8. A spatial structure analysis and batch effect correction device based on SRT data, characterized in that, include: The data acquisition module is used to acquire gene expression data and spatial coordinates of sample points from multiple tissue slices in spatially resolved transcriptomics data. The extraction module is used to perform principal component analysis based on the gene expression data of the multiple tissue slices, and extract the first 200 principal component gene expression matrices as gene expression information; The adjacency matrix construction module is used to construct a three-dimensional adjacency matrix based on the spatial coordinates of each tissue slice sample point; The masking module is used to randomly mask each row of the gene expression information according to a predetermined ratio to obtain a masked gene expression matrix, and then perform complementary masking on the gene expression information to obtain a complementary masked gene expression matrix. The model building module is used to build a spatial structure parsing network model, which includes a first encoder, a second encoder, a graph predictor, a decoder, a cross-mask latent consistency module, and a spatial-semantic learning module. The model training module is used to train the spatial structure parsing network model with the three-dimensional adjacency matrix, mask gene expression matrix and complementary mask gene expression matrix as input data, and reconstruction loss, contrast loss and consistency loss as the total loss function, to obtain the trained spatial structure parsing network model. The latent representation output module is used to input the three-dimensional adjacency matrix A, mask gene expression matrix, and complementary mask gene expression matrix obtained after preprocessing the gene expression data and spatial coordinates in the spatially resolved transcriptomics data to be analyzed into the trained spatial structure resolution network model, and output the latent representation of spatial structure resolution features.

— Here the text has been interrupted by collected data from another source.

PR #132, opened 2015-10-14
A bit of NumPy

tcld:
I played around with a profiler, picked out one of the slowest functions and took a look at what could be improved - I found a couple of smaller things, but nothing major. I then proceeded to see what numpy could do - but it actually doesn't do much. Speed improvements are within the margin of error, memory improvements weren't measurable due to me not knowing how to properly use memory_profiler.

The generated maps are 100% the same as before, result of the tests hasn't changed either.

Here some more information, not very useful and quite boring: http://pastebin.com/8p1vwaV1

### DIFF
--- a/worldengine/simulations/irrigation.py
+++ b/worldengine/simulations/irrigation.py
@@ -10,6 +10,11 @@ class IrrigationSimulation(object):
 
     @staticmethod
     def _calculate(world):
+        #Notes on performance:
+        #  -method is run once per generation
+        #  -iterations        : width * height * (2 * radius + 1)^2
+        #  -memory consumption: width * height * 8 Byte (numpy 1.9.2)
+
         width = world.width
         height = world.height
         radius = 10
--- a/worldengine/simulations/irrigation.py
+++ b/worldengine/simulations/irrigation.py
@@ -59,15 +59,17 @@ class IrrigationSimulation(object):
 
         values.transpose()
 
+#        values = [[0 for x in range(width)] for y in range(height)]  # TODO: replace with numpy
+#
 #        for y in range(height):
 #            for x in range(width):
 #                if world.is_land((x, y)):
 #                    for dy in range(-radius, radius + 1):   # TODO: below can be simplified
-#                        if (y + dy) >= 0 and (y + dy) < height:
+#                        if (y + dy) >= 0 and (y + dy) < world.height:
 #                            for dx in range(-radius, radius + 1):
-#                                if (x + dx) >= 0 and (x + dx) < width:
+#                                if (x + dx) >= 0 and (x + dx) < world.width:
 #                                    dist = math.sqrt(dx ** 2 + dy ** 2)
-#                                    values[y + dy, x + dx] += \
+#                                    values[y + dy][x + dx] += \
 #                                        world.watermap['data'][y][x] / (
 #                                            math.log(dist + 1) + 1)
 
--- a/worldengine/simulations/irrigation.py
+++ b/worldengine/simulations/irrigation.py
@@ -45,7 +45,7 @@ class IrrigationSimulation(object):
                                   x + it_logs.multi_index[1] - radius)
 
                     if 0 <= pt[0] < height and 0 <= pt[1] < width:
-                        values[pt] += world.watermap['data'][y][x] /logs[it_logs.multi_index]
+                        values[pt] += world.watermap['data'][y][x] / logs[it_logs.multi_index]
 
                     it_logs.iternext()
             it_all.iternext()
--- a/worldengine/simulations/irrigation.py
+++ b/worldengine/simulations/irrigation.py
@@ -1,5 +1,4 @@
 import numpy
-#import math
 
 class IrrigationSimulation(object):
     @staticmethod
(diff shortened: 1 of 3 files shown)


tcld:
Sh**, I accidentally added the World_pb2.py I got from @psi29a . Could somebody tell me how I can undo that?

tcld:
Oh, the build failed. When I return that numpy-array for the irrigation, it causes problems whenever something like "world1 == world2" is called since that array seemingly differs from a standard array more than expected.

I will think about it.

tcld:
I pushed another commit, now it hopefully works. I tried to test the addition to the protobuf-code (in world.py) but I am not sure what triggers it. "worldengine --protocol-buffer" ran fine.

I also did some testing regarding the memory consumption of a numpy array vs. a standard array. Outputs are read off of the Ubuntu Task Manager. Imprecise for small arrays. And for some reason there are two values - private and (virtual). The number on the left is the size of the array (e.g. 1000*1000).

old:
     1000^2: 5 (40) MB ->   14 (  48) MB
     4000^2: 5 (40) MB ->  135 ( 169) MB
    10000^2: 5 (40) MB ->  808 ( 876) MB
    20000^2: 5 (40) MB -> 3134 (3466) MB

new:
     1000^2: 5 (40) MB ->   17 (  93) MB
     4000^2: 5 (40) MB ->   17 ( 207) MB
    10000^2: 5 (40) MB ->   17 ( 848) MB
    20000^2: 5 (40) MB ->   17 (3137) MB

Creation and destruction are *a lot* faster for the numpy arrays. Memory consumption in comparison to standard arrays is slightly better for large arrays. As far as I understand it's the iteration that isn't much faster - but there are some optimized iteration possibilities, maybe they prove useful in other places of worldengine.
It was certainly worth a try, and depending on what you guys think about this and if the tests will start going through at some point, I might start looking at some of the other code-files and add in some numpy-code - hints on where it might be most profitable are welcome. (I don't have to go all out as with this commit, I just wanted to give it a fair shot.)

tcld:
Yippie, the tests are passed! :) (Except for the lottery-test...)

psi29a:
Nice work! We've had this on our todo list for awhile. :)  

I think there are more places in the code where the 2d arrays should be numpy.

tcld:
Yes, there are. It would be great if all of them were, that might eliminate some overhead converting between the two types and give a very clean memory-footprint and small speed improvements.

When I started editing the function I just wanted to exchange the array for a numpy array, due to the TODO-remark. When I then dug into the documentation I noticed that there is a lot more that could be done with numpy - sadly the improvements are pretty minor, I was hoping for at least a factor of two in speed.

tcld:
I'm still polishing this, so please nobody merge it. numpy is kind of insane. :)

psi29a:
I'm a little worried about your revert of World_pb2.py, since what was in master was compatible with python2 and python3.

Did it not work with your version of protobuf?

tcld:
Oh, no! It worked perfectly. I guess I used "commit -a" when I should have used "commit". I'm sorry. :(
I will remove it. Again.

psi29a:
No worries, nothing that can't be undone. I was just reading through your change-set and noticed it. :) 

When you are ready for us to really look at it (and merge), just say so. We'll likely have you do a:
```
rebase master -i
```
which will allow you to squash all your commits into one. This makes your commit changes super clean as a result. :)

tcld:
Thanks for the hint. :)

The code as is is in a state of readiness. But numpy seems to be very powerful and I am currently trying to find a way to get rid of most of the iterations in the modified file. It would be nice to have a really polished example of numpy-usage in the code, maybe somebody else decides to put more numpy into worldengine and needs a reference. I, for one, had no idea that numpy would prove to be such a deep pond.

(It's a shame I will have to throw away my coverage-lottery ticket with the next commit, though.^^)

tcld:
I might be done. Offline-tests ran fine, result of the generation is exactly the same as with the old algorithm and the code now looks quite beautiful to me.^^
I desperately have to run some performance tests on this because this now needs two orders of magnitude less iterations and the things that are done should be doable very efficiently. The old "new" method saved about 10% of time, hopefully the current one is at least as good.

tcld:
Yippie, cProfile reports about 90% less time spent in irrigation.py - which is about 25% less time overall! :dancers:

psi29a:
Python unlike C/C++ (compiled languages) is an interpreted language. It will write bytecode out when the file is first run into *.pyc files. Python is smart enough to invalidate pyc files when the py files are changed but will only actually run the pyc files.

So I'm not really sure what you mean by compiled master-build and uncompiled test-build.

If you mean our one file things found in our github releases page, that is a whole other ball of yarn having to do with `pyinstaller` black-magic. That assembles all the different libraries and Python bytecode into one file that resembles a self-extracting zip file.

tcld:
I meant: I properly installed the master-build. Then uninstalled, removed all traces of .pyc (I don't trust Python because of some mishap in the past) and *then* reran the script.

But it might not be important if there is any more time that can be shaved off of the 0.2 seconds that are left. :P

psi29a:
For sake of nailing down definitions... let us just call it based on the branch.  
How about just master vs. perf_opt
or if you are talking about a release, use the tag name like  0.18 vs. perf_opt 
it is safe to say your branch or tag vs. another branch and tag because they are unique. :)

tcld:
That seems more clear, I will remember it.^^

Meanwhile I am looking through the profiler-output to find some more timesinks. There are some that might be worth looking into, but nothing really prominent.

This one is interesting, though:
```
ncalls  tottime  percall  cumtime  percall filename:lineno(function)
1000    8.378    0.008    8.378    0.008 {built-in method step}
```
Is that what is done when iterating through a range? I have never seen a step()-method - and a quick look into the Python documentation didn't help either.

worldengine/simulations/irrigation.py
```diff
@@ -11,22 +10,42 @@ def execute(self, world, seed):
 
     @staticmethod
     def _calculate(world):
+        #Notes on performance:
+        #  -method is run once per generation
+        #  -iterations        : width * height
+        #  -memory consumption: width * height * 8 Byte (numpy 1.9.2)
+
```
psi29a: This is nice, I love documentation and I love precise memory allocation prediction and measurements. :)

psi29a:
Looks great, merging.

9. A spatial structure analysis and batch effect correction device based on SRT data, characterized in that, It includes a memory and at least one processor, wherein the memory stores computer-readable instructions; The at least one processor invokes the computer-readable instructions in the memory to perform the steps of the spatial structure analysis and batch effect correction method based on SRT data as described in any one of claims 1-7.
10. A computer-readable storage medium storing computer-readable instructions thereon, characterized in that, When the computer-readable instructions are executed by the processor, they implement the steps of the spatial structure analysis and batch effect correction method based on SRT data as described in any one of claims 1-7.